TASK OBJECTIVE » Among the entries below, copy every line that carries the word "isArray".

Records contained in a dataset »
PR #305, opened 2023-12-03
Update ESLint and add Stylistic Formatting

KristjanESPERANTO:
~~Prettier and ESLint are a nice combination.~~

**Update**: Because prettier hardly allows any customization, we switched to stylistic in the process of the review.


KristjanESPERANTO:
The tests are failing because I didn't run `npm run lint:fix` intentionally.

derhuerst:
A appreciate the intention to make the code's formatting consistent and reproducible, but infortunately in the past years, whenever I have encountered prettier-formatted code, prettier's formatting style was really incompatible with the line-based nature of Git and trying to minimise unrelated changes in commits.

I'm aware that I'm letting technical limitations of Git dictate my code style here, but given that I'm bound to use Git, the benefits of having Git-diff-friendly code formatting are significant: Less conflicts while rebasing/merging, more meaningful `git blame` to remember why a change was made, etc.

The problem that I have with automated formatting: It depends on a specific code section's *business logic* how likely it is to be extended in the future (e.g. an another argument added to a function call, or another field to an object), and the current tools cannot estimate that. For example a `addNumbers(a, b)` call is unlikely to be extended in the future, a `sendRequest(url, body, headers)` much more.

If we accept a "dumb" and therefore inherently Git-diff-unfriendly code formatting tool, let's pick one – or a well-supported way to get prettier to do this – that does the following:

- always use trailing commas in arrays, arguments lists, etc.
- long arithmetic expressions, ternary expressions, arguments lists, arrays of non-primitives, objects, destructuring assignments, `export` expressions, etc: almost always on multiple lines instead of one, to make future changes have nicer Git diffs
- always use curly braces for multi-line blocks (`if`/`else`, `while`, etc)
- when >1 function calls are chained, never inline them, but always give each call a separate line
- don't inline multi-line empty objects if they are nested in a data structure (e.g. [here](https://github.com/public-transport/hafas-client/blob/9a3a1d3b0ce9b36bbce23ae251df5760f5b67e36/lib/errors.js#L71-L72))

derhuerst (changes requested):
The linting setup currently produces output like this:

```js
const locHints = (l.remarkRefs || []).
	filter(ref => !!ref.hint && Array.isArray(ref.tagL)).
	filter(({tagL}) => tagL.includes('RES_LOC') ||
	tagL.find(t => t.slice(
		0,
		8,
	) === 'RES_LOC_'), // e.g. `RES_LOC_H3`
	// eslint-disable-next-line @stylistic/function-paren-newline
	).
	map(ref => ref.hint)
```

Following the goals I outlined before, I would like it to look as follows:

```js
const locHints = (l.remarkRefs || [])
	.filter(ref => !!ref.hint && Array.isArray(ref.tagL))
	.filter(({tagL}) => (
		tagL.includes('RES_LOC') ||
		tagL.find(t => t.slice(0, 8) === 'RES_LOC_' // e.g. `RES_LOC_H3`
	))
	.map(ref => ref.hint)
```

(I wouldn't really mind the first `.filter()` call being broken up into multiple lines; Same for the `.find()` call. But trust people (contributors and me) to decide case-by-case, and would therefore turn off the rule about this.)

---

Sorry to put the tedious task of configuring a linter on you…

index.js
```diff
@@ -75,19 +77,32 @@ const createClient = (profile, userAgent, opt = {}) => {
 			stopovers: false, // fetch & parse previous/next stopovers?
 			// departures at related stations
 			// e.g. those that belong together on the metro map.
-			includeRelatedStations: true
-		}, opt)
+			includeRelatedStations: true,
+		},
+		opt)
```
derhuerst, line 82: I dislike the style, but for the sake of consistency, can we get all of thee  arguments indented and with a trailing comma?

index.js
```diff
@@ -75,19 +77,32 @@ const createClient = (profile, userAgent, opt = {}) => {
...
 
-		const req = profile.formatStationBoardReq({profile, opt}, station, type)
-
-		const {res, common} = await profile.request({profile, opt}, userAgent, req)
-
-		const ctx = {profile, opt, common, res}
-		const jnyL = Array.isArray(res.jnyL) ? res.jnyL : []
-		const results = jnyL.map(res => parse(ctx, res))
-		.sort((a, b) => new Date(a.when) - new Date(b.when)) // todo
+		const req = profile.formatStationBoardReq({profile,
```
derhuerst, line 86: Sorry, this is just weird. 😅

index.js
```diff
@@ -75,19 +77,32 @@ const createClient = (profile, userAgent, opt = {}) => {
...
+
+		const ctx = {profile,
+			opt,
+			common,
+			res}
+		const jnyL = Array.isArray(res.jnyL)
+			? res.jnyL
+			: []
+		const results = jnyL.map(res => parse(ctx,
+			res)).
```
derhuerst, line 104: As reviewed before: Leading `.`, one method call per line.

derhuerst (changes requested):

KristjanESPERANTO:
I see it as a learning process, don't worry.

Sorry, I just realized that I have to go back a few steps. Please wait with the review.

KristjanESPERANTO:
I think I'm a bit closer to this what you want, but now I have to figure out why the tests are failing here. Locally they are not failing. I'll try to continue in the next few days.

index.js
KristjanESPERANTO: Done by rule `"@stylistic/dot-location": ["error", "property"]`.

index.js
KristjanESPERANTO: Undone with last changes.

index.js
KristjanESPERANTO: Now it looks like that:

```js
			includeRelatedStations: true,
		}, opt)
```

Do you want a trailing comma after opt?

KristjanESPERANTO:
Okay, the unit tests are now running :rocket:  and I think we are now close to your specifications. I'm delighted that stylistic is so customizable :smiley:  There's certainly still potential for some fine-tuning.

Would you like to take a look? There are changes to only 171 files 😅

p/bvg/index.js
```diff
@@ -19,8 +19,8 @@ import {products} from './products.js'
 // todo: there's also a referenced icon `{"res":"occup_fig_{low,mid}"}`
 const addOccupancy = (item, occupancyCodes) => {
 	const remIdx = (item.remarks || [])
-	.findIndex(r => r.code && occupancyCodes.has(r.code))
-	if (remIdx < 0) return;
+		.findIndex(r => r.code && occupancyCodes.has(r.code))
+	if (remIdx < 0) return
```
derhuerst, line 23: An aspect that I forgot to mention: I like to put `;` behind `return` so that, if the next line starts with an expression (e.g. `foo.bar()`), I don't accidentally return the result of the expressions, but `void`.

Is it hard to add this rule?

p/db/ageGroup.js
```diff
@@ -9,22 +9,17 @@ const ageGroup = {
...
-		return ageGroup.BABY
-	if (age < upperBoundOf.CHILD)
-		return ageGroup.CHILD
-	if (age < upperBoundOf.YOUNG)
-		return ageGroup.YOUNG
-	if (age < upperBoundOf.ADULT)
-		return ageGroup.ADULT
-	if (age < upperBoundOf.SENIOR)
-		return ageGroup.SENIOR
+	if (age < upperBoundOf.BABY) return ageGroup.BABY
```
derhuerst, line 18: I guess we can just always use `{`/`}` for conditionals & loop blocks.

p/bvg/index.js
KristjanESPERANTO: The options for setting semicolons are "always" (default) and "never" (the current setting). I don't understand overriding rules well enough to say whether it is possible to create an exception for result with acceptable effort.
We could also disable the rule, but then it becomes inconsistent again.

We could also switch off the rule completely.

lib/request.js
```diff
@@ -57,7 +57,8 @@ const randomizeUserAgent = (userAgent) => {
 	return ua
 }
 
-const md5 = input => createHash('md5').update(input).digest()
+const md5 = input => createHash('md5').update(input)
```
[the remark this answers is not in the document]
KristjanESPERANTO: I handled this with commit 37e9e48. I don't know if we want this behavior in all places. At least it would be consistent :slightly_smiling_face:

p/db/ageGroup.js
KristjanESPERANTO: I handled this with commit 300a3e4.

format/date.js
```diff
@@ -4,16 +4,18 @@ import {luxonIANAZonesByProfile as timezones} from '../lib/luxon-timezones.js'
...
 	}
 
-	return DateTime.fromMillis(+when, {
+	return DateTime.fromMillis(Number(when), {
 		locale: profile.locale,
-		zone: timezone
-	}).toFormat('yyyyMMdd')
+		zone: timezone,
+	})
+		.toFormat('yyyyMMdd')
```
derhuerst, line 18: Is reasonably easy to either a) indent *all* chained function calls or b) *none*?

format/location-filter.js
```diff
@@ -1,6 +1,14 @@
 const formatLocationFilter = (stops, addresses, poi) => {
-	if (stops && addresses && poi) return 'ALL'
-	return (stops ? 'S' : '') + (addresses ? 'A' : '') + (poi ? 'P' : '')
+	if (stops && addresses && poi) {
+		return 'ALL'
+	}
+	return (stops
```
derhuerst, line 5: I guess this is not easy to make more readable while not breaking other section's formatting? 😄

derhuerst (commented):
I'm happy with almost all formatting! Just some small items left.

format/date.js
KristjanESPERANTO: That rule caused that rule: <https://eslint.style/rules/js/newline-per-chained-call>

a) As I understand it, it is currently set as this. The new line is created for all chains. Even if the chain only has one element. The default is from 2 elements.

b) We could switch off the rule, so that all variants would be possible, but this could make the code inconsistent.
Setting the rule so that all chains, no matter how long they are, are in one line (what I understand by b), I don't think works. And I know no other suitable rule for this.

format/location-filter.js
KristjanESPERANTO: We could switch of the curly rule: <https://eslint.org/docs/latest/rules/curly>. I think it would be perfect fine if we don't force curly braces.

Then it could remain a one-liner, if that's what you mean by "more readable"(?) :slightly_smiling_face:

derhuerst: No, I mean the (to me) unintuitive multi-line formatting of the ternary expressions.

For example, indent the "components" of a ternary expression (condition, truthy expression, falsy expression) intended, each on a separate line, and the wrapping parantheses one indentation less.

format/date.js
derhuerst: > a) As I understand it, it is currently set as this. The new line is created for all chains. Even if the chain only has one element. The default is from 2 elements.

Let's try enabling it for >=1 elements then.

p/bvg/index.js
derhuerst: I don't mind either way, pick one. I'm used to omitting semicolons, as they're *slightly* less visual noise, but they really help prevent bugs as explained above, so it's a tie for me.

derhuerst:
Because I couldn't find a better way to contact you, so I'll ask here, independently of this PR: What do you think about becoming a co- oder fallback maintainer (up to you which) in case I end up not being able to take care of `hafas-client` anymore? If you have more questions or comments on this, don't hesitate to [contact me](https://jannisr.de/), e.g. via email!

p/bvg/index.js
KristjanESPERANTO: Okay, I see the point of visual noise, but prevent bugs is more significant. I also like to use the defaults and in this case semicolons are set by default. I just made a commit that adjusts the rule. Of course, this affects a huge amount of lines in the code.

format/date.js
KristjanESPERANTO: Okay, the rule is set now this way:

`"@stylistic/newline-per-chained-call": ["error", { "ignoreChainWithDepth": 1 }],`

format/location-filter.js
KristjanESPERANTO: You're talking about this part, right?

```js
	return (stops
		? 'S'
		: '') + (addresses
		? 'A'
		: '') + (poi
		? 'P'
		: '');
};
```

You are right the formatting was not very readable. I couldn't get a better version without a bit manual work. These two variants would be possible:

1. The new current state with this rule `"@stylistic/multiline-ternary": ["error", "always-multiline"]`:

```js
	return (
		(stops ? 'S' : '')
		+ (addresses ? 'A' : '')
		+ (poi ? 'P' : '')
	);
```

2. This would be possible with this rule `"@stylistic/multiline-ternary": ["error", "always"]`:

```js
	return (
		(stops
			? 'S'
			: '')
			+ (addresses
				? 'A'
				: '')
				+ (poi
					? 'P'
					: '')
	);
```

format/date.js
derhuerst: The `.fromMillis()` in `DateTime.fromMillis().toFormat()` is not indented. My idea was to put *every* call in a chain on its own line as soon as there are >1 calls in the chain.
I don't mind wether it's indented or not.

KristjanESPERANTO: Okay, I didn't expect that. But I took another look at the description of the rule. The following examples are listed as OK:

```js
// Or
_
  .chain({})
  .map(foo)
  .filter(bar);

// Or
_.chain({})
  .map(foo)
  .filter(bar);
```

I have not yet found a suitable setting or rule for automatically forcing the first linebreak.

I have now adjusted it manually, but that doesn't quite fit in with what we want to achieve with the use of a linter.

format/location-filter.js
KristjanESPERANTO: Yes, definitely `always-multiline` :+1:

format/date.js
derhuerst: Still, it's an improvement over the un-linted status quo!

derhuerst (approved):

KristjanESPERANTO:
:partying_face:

TASK RESULT »
	filter(ref => !!ref.hint && Array.isArray(ref.tagL)).
	.filter(ref => !!ref.hint && Array.isArray(ref.tagL))
-		const jnyL = Array.isArray(res.jnyL) ? res.jnyL : []
+		const jnyL = Array.isArray(res.jnyL)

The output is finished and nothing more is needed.